PR #150, opened 2022-06-01
remove misspellings of picURL

ebbit1q:
these were not spelled correctly, causing xmllint to fail and the token for the Dragon Spirit to not have a picture registered.


tooomm (approved):
Good catch!!

(The xmllint run in CI would have spotted it, too! https://github.com/Cockatrice/Magic-Token/actions/runs/2427172644 😉)

PR #1007, opened 2025-04-25
Fix LandingPage validation

laemtl:
Removing the validation on LandingPage, making it optional.


emmetaobrien (approved):
Test failures are expected, relating to inability to download randomly selected test files from registered datasets.

PR #1040, opened 2025-08-28
Adding Algonauts dataset

emmetaobrien:
This PR adds the dataset for Algonauts competitors from the CNeuromod project.


GHPBZ (commented):
For the Algonauts dataset, instead of "algonauts_2025_competitors", can we use "algonauts_project_2025_challenge" to reflect the official name of the competition?

GHPBZ (approved):

PR #1121, opened 2026-08-24
Bump 15 dataset submodules to pick up the evidence_publication DATS property

GHPBZ:
Advances the submodule pointers for 15 datasets to the commits that carry the
new `evidence_publication` property in their `DATS.json`.

No file content changes here — only submodule SHAs.

## Why

The CONP Portal links each dataset card to the NeuroLibre/Evidence publication
the data belong to (CONP-PCNO/conp-portal#845). It reads that link from DATS.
————
* REQUIRED WORK
Write out exactly the lines from the beginning of the material above through the line with "Good catch!!", including both and omitting all others.

* SOLUTION FOR THIS EXERCISE
PR #150, opened 2022-06-01
remove misspellings of picURL

ebbit1q:
these were not spelled correctly, causing xmllint to fail and the token for the Dragon Spirit to not have a picture registered.


tooomm (approved):
Good catch!!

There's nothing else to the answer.